*DATA SHOWN*.
Issue #1364, opened 2019-09-18
Staging mechanism for new prow-tests images


coryrc:
Problem: No good or documented way to test new prow-tests images.

Solution:
Building on https://github.com/knative/test-infra/issues/329, add an optional presubmit using an alpha tagged prow-tests image, change a CI flow to use a beta-tagged image, and document the procedure.

adrcunha:
Don't change a CI flow. Instead, create a new one that exercises the components/tools. Add tests as necessary.

coryrc:
We discussed in person; plan is new presubmit same as CI master branch, then CI master branch using the image.

adrcunha:
So I don't get confused again about this:

* new presubmit job uses "alpha" image;
* test-infra CI flow uses "beta" image;
* everyone else uses "prod" image;

coryrc:
Oh, as another part of modifying the config generator, may want the ability to leave old releases on an old image (f.ex. updating to go 1.13 would break releases pre-0.9), but I won't actually set an old image at this time.

coryrc:
Don't forget to update the playbook as well

coryrc:
And, not test-infra CI flow using beta, knative/serving master CI flow uses beta image. It's the same test that is run in the new presubmit.

test-infra doesn't do enough interesting work to serve as a valid test case.

adrcunha:
We don't want to use knative/serving as a guinea pig. If test-infra doesn't have good enough test cases for the image, add new ones, even if they're used exclusively by the beta flow.

coryrc:
The presubmit runs in knative/serving. It runs the exact same job as CI master branch. There's no reason for it to fail, and it will be easy to revert.

We currently have no testing. This is better.

adrcunha:
> The presubmit runs in knative/serving. It runs the exact same job as CI master branch.

Almost. The CI job runs everything in sequence.

> There's no reason for it to fail, and it will be easy to revert.

Famous last words. 🤣 It's even easier and more contained if we use test-infra.

> We currently have no testing. This is better.

We do have testing, and they're meant to test the infrastructure, not Knative. If they're not enough for the prow-tests image, this is yet another reason to add more tests.

coryrc:
Creating a new CI flow as copy of the integration-tests CI flow in each repo.

coryrc:
2044 should have fixed this

coryrc:
[...]

PR #2044, opened 2020-05-09
Add beta prow-tests CI flows and cleanup code

### LINKED ISSUE #1734: Document default resource requests for Prow jobs

coryrc:
Add a copy of all continuous flows using the prow-tests:beta label and
running rarely but enough to get testing in a day across multiple
repos, also run mostly at low-use times to spread the load out.

Add comments explaining the generator better.

Use existing hash algorithm instead of the code that was here. This
will result in a one-time change to the minute that all periodic jobs
run at.

We currently have no way to test new prow-tests images.

Fixes #1734


tools/config-generator/periodic_config.go
```diff
@@ -226,7 +257,35 @@ func generatePeriodic(title string, repoName string, periodicConfig yaml.MapSlic
...
+	// If job is a continuous run, add a duplicate for pre-release testing of new prow-tests image
+	// It will run less often than source job
+	if isContinuousJob {
+		betaData := data.Clone()
+
+		// Change the name and image
+		betaData.PeriodicJobName += "-beta-prow-tests"
+		betaData.Base.Image = strings.ReplaceAll(betaData.Base.Image, ":stable", ":beta")
+
+		// Run 2 or 4 times a day
```
chaodaiG, line 273: The frequency of continuous job was computed based on timeout, if you don't like to change the timeout of these beta test jobs, at least there should be comment explaining the reason why not use generateCron function

coryrc: Sure, it's because their purpose is to test the beta prow-tests and has nothing to do with whatever the underlying job is. I will make it clearer.

tools/config-generator/types_test.go
```diff
@@ -0,0 +1,21 @@
...
+func TestJobDetailMap(t *testing.T) {
+	j := NewJobDetailMap()
+
+	local := []string{"continuous", "nightly"}
+
+	for _, t := range local {
+		j.Add("serving", t)
+	}
+
+	for i, _ := range local {
```
mattmoor, line 14: Format Go code:
```suggestion
	for i := range local {
```

mattmoor, line 14: Format Go code:
```suggestion
	for i := range local {
```

chizhg:
/lgtm
/hold
Please unhold when you are ready to get it merged.

coryrc:
Fixes #1364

*TASK ITEM*. From the records above, extract everything verbatim.

*ANSWER TO THE PROBLEM*.
Issue #1364, opened 2019-09-18
Staging mechanism for new prow-tests images


coryrc:
Problem: No good or documented way to test new prow-tests images.

Solution:
Building on https://github.com/knative/test-infra/issues/329, add an optional presubmit using an alpha tagged prow-tests image, change a CI flow to use a beta-tagged image, and document the procedure.

adrcunha:
Don't change a CI flow. Instead, create a new one that exercises the components/tools. Add tests as necessary.

coryrc:
We discussed in person; plan is new presubmit same as CI master branch, then CI master branch using the image.

adrcunha:
So I don't get confused again about this:

* new presubmit job uses "alpha" image;
* test-infra CI flow uses "beta" image;
* everyone else uses "prod" image;

coryrc:
Oh, as another part of modifying the config generator, may want the ability to leave old releases on an old image (f.ex. updating to go 1.13 would break releases pre-0.9), but I won't actually set an old image at this time.

coryrc:
Don't forget to update the playbook as well

coryrc:
And, not test-infra CI flow using beta, knative/serving master CI flow uses beta image. It's the same test that is run in the new presubmit.

test-infra doesn't do enough interesting work to serve as a valid test case.

adrcunha:
We don't want to use knative/serving as a guinea pig. If test-infra doesn't have good enough test cases for the image, add new ones, even if they're used exclusively by the beta flow.

coryrc:
The presubmit runs in knative/serving. It runs the exact same job as CI master branch. There's no reason for it to fail, and it will be easy to revert.

We currently have no testing. This is better.

adrcunha:
> The presubmit runs in knative/serving. It runs the exact same job as CI master branch.

Almost. The CI job runs everything in sequence.

> There's no reason for it to fail, and it will be easy to revert.

Famous last words. 🤣 It's even easier and more contained if we use test-infra.

> We currently have no testing. This is better.

We do have testing, and they're meant to test the infrastructure, not Knative. If they're not enough for the prow-tests image, this is yet another reason to add more tests.

coryrc:
Creating a new CI flow as copy of the integration-tests CI flow in each repo.

coryrc:
2044 should have fixed this

coryrc:
[...]

PR #2044, opened 2020-05-09
Add beta prow-tests CI flows and cleanup code

### LINKED ISSUE #1734: Document default resource requests for Prow jobs

coryrc:
Add a copy of all continuous flows using the prow-tests:beta label and
running rarely but enough to get testing in a day across multiple
repos, also run mostly at low-use times to spread the load out.

Add comments explaining the generator better.

Use existing hash algorithm instead of the code that was here. This
will result in a one-time change to the minute that all periodic jobs
run at.

We currently have no way to test new prow-tests images.

Fixes #1734


tools/config-generator/periodic_config.go
```diff
@@ -226,7 +257,35 @@ func generatePeriodic(title string, repoName string, periodicConfig yaml.MapSlic
...
+	// If job is a continuous run, add a duplicate for pre-release testing of new prow-tests image
+	// It will run less often than source job
+	if isContinuousJob {
+		betaData := data.Clone()
+
+		// Change the name and image
+		betaData.PeriodicJobName += "-beta-prow-tests"
+		betaData.Base.Image = strings.ReplaceAll(betaData.Base.Image, ":stable", ":beta")
+
+		// Run 2 or 4 times a day
```
chaodaiG, line 273: The frequency of continuous job was computed based on timeout, if you don't like to change the timeout of these beta test jobs, at least there should be comment explaining the reason why not use generateCron function

coryrc: Sure, it's because their purpose is to test the beta prow-tests and has nothing to do with whatever the underlying job is. I will make it clearer.

tools/config-generator/types_test.go
```diff
@@ -0,0 +1,21 @@
...
+func TestJobDetailMap(t *testing.T) {
+	j := NewJobDetailMap()
+
+	local := []string{"continuous", "nightly"}
+
+	for _, t := range local {
+		j.Add("serving", t)
+	}
+
+	for i, _ := range local {
```
mattmoor, line 14: Format Go code:
```suggestion
	for i := range local {
```

mattmoor, line 14: Format Go code:
```suggestion
	for i := range local {
```

chizhg:
/lgtm
/hold
Please unhold when you are ready to get it merged.

coryrc:
Fixes #1364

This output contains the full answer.